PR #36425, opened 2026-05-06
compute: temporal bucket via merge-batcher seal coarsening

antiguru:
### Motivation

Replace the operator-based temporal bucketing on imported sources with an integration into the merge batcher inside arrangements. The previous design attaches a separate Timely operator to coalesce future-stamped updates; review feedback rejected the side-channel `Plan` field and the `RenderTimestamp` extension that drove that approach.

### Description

———

• WORK INSTRUCTIONS: Print out every record again, exactly and in full.

• ANSWER FOR THE TASK:
PR #36425, opened 2026-05-06
compute: temporal bucket via merge-batcher seal coarsening

antiguru:
### Motivation

Replace the operator-based temporal bucketing on imported sources with an integration into the merge batcher inside arrangements. The previous design attaches a separate Timely operator to coalesce future-stamped updates; review feedback rejected the side-channel `Plan` field and the `RenderTimestamp` extension that drove that approach.

### Description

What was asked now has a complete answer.